Sprouting angiogenesis is a complex process that is guided by different chemical and mechanical cues. Although different mechanical cues and their role on sprouting angiogenesis have been investigated, there are still some mechanics-related effects unexplored, e.g., the details of mechanotransduction at the cellular level. Moreover, most models have focused on the effect of individual mechanical cues, for example blood flow; however, all the above-described mechanical cues act at the same time during the angiogenic process. The role of outer versus inner vascular mechanical signals, for example, remains highly unexplored.

It is critical to precisely analyze the specific nature of the forces at play in order to design and implement in silico that address physiologically relevant topics in mechanobiology. This includes the force's direction (isotropic or anisotropic for topography, axial or radial for flow or strain), and the ECM properties (isotropic, anisotropic, and fibers orientations).

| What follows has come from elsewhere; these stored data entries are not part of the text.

PR #2310, opened 2023-08-31
[WIP] :sparkles: Create kube-state-metrics configuration from markers

### LINKED ISSUE #2061: Create kube-state-metrics configuration for CRD metrics
We recently created configuration to expose state metrics for core CAPI CRDs in core CAPI.

We should do the same in CAPV for CRDs for which it makes sense.

Then we should find a pragmatic way how we can use CAPI + CAPV state-metrics via core CAPI `tilt up` at the same time (currently kube-state-metrics only supports a single metrics config

The generated crd-config of core CAPI can be seen here: https://github.com/kubernetes-sigs/cluster-api/blob/main/hack/observability/kube-state-metrics/crd-config.yaml

chrischdi:

Makes use of kube-state-metrics PR https://github.com/kubernetes/kube-state-metrics/pull/2014 to generate the configuration for the CRD metrics.

TODO:
- [ ] wait for https://github.com/kubernetes/kube-state-metrics/pull/2014 to merge
- [ ] squash

Fixes #2061

### DIFF
--- a/Makefile
+++ b/Makefile
@@ -163,6 +163,12 @@ GOVULNCHECK_VER := v1.0.0
 GOVULNCHECK := $(abspath $(TOOLS_BIN_DIR)/$(GOVULNCHECK_BIN)-$(GOVULNCHECK_VER))
 GOVULNCHECK_PKG := golang.org/x/vuln/cmd/govulncheck
 
+KUBE_STATE_METRICS_VER := e31ed9ab
+KUBE_STATE_METRICS_BIN := kube-state-metrics
+KUBE_STATE_METRICS := $(abspath $(TOOLS_BIN_DIR)/$(KUBE_STATE_METRICS_BIN)-$(KUBE_STATE_METRICS_VER))
+KUBE_STATE_METRICS_PKG := k8s.io/kube-state-metrics/v2
+KUBE_STATE_METRICS_MOD_REPLACE := $(KUBE_STATE_METRICS_PKG)=github.com/chrischdi/kube-state-metrics/v2@$(KUBE_STATE_METRICS_VER)
+
 GOVC_VER := $(shell cat go.mod | grep "github.com/vmware/govmomi" | awk '{print $$NF}')
 GOVC_BIN := govc
 GOVC := $(abspath $(TOOLS_BIN_DIR)/$(GOVC_BIN)-$(GOVC_VER))
@@ -184,6 +190,8 @@ RELEASE_NOTES_VER := $(CAPI_HACK_TOOLS_VER)
 RELEASE_NOTES_BIN := release-notes
 RELEASE_NOTES := $(abspath $(TOOLS_BIN_DIR)/$(RELEASE_NOTES_BIN)-$(RELEASE_NOTES_VER))
 RELEASE_NOTES_PKG := sigs.k8s.io/cluster-api/hack/tools/release
+# let go resolve the tools version via the CAPI version.
+RELEASE_NOTES_MOD_REQUIRE := sigs.k8s.io/cluster-api/hack/tools@$(RELEASE_NOTES_VER)
 
 # Define Docker related variables. Releases should modify and double check these vars.
 REGISTRY ?= gcr.io/$(shell gcloud config get-value project)
@@ -237,7 +245,7 @@ help:  # Display this help
 
 .PHONY: generate
 generate: ## Run all generate targets
-	$(MAKE) generate-modules generate-manifests generate-go-deepcopy generate-go-conversions generate-flavors
+	$(MAKE) generate-modules generate-manifests generate-go-deepcopy generate-go-conversions generate-flavors generate-metrics-config
 
 .PHONY: generate-manifests
 generate-manifests: $(CONTROLLER_GEN) ## Generate manifests e.g. CRD, RBAC etc.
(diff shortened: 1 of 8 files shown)


config/metrics/crd-metrics-config.yaml
```diff
@@ -0,0 +1,676 @@
...
+      name:
+      - metadata
+      - name
+      namespace:
+      - metadata
+      - namespace
+      uid:
+      - metadata
+      - uid
+    metricNamePrefix: capv_vspherecluster
```
sbueringer, line 24:
```suggestion
    metricNamePrefix: capi_vspherecluster
```
I wonder if we should use capi as a prefix.

I'm wondering if we can make the core CAPI dashboard work across infra providers in a generic way. I think technically it should be possible, but it would help if the differences between metrics are as minimal as possible

Let's leave it as is for now. I would experiment a bit with the Grafana dashboard once we get closer to merging this PR (after merging the gen tool I guess)

apis/v1beta1/vspherecluster_types.go
```diff
@@ -108,8 +110,17 @@ type VSphereClusterStatus struct {
...
+// +Metrics:gvk:namePrefix="capv_vspherecluster"
+// +Metrics:labelFromPath:name="name",JSONPath=".metadata.name"
+// +Metrics:labelFromPath:name="namespace",JSONPath=".metadata.namespace"
+// +Metrics:labelFromPath:name="uid",JSONPath=".metadata.uid"
+// +Metrics:labelFromPath:name="cluster_name",JSONPath=.metadata.labels.cluster\.x-k8s\.io/cluster-name
+// +Metrics:info:name="info",help="Information about a vspherecluster.",labelsFromPath={status_vsphere_version:.status.vCenterVersion,spec_server:.spec.server,identity_reference_kind:".spec.identityRef.kind",identity_reference_name:".spec.identityRef.name"}
 type VSphereCluster struct {
-	metav1.TypeMeta   `json:",inline"`
+	metav1.TypeMeta `json:",inline"`
+	// +Metrics:gauge:name="created",JSONPath=".creationTimestamp",help="Unix creation timestamp."
```
sbueringer, line 121: Doesn't really matter for now and it's fine (especially to test / play around with the metrics gen tool). But I would probably prefer having these metrics together with the ones above the VSphereCluster struct instead of here inline

hack/go-tools-build.sh
```diff
@@ -37,7 +37,10 @@ if [ -z "${GOBIN}" ]; then
   exit 1
 fi
 
-CAPI_HACK_TOOLS="sigs.k8s.io/cluster-api/hack/tools"
+export GOWORK="off"
+
+GOMOD_REPLACE=${GOMOD_REPLACE:=}
```
sbueringer, line 42: nit: A bit of godoc around these variables would be good

(in case we keep them, but I guess why not)

Makefile
```diff
@@ -182,6 +188,8 @@ RELEASE_NOTES_VER := $(CAPI_HACK_TOOLS_VER)
 RELEASE_NOTES_BIN := release-notes
 RELEASE_NOTES := $(abspath $(TOOLS_BIN_DIR)/$(RELEASE_NOTES_BIN)-$(RELEASE_NOTES_VER))
 RELEASE_NOTES_PKG := sigs.k8s.io/cluster-api/hack/tools/release
+# let go resolve the tools version via the CAPI version.
+RELEASE_NOTES_MOD_REQUIRE := sigs.k8s.io/cluster-api/hack/tools@$(RELEASE_NOTES_VER)
```
sbueringer, line 192:
```suggestion
RELEASE_NOTES_GO_MOD_REQUIRE := sigs.k8s.io/cluster-api/hack/tools@$(RELEASE_NOTES_VER)
```
nice one!

sbueringer: Hm. Should this mean we can drop something as we now have this?

Makefile
```diff
@@ -807,15 +818,17 @@ $(GOLANGCI_LINT): # Build golangci-lint.
...
 $(GOVC): # Build GOVC.
 	CGO_ENABLED=0 GOBIN=$(TOOLS_BIN_DIR) $(GO_INSTALL) $(GOVC_PKG) $(GOVC_BIN) $(GOVC_VER)
 
 $(KIND): # Build kind.
 	GOBIN=$(TOOLS_BIN_DIR) $(GO_INSTALL) $(KIND_PKG) $(KIND_BIN) $(KIND_VER)
 
-
 $(RELEASE_NOTES): # Build release-notes.
-	GOBIN=$(TOOLS_BIN_DIR) $(GO_TOOLS_BUILD) $(RELEASE_NOTES_PKG) $(RELEASE_NOTES_BIN) $(RELEASE_NOTES_VER)
+	GOBIN=$(TOOLS_BIN_DIR) GOMOD_REQUIRE="$(RELEASE_NOTES_MOD_REQUIRE)" $(GO_TOOLS_BUILD) $(RELEASE_NOTES_PKG) $(RELEASE_NOTES_BIN) $(RELEASE_NOTES_VER)
```
sbueringer, line 831:
```suggestion
	GOBIN=$(TOOLS_BIN_DIR) GO_MOD_REQUIRE="$(RELEASE_NOTES_MOD_REQUIRE)" $(GO_TOOLS_BUILD) $(RELEASE_NOTES_PKG) $(RELEASE_NOTES_BIN) $(RELEASE_NOTES_VER)
```
I think (?)

sbueringer (commented):
Just did a high-level review. So far pretty nice. Thx for working on this!

Makefile
chrischdi: This is there so we can re-use the script for non sigs.k8s.io/hack/* binaries.

Makefile
chrischdi: Nope. Here we need `GO_MOD_REQUIRE`, otherwise the commands would have a failure and the script won't finish.

sbueringer: My suggestion is to rename the variable :) Sorry wasn't pretty clear

chrischdi: ah :D 👍

Makefile
chrischdi: We didn't need it before because it was hardcoded: https://github.com/kubernetes-sigs/cluster-api-provider-vsphere/pull/2310/files#diff-664d5bc044a3e1f516e637b4f9310cddd237799b6a304ebc37a9984d16744bfbL56

config/metrics/crd-metrics-config.yaml
sbueringer: Resolving here in favor of the other PR

chrischdi:
I'll reopen this once there is progress on the tooling PR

Additionally, when applicable, the force's time-dependent pattern (waveform and frequency of ECM’s strain, pressure of blood flow) should be considered in order to obtain a dynamic mechanoregulation model for sprouting angiogenesis. To better comprehend the effect of various mechanical cues on ECs and to model the mechanisms by which ECs integrate and decode multiple environmental information, more research is needed. In vivo, these mechanical cues are linked and imposed on ECs at the same time, and therefore, the impact of many cues should be included in the same computational model to better replicate how ECs integrate and interpret various mechanical inputs.

7 Conclusions

The impact of mechanical signals on the angiogenic process remains only partially understood. Computational models of angiogenesis have brought us a deeper understanding of the role of mechanical signals on the process since they provide a way to quantify those signals, which are often difficult to measure experimentally. This review article summarizes the application of computer models to investigate the role of different mechanical cues (cellular traction forces, the surrounding extracellular matrix, external loads, and blood flow-induced shear forces) on the regulation of angiogenesis.

We show that most of the models are focused on understanding the role played by one single mechanical signal (e.g., fluid flow) on the angiogenic process. However, multiple mechanical signals of different origins act simultaneously, affecting sprout patterning. Because of the complex interaction between cellular processes, ECM remodeling, and extra- and intravascular mechanical forces involved in sprouting angiogenesis, computer models should be developed considering multiple origins of the involved mechanical signals.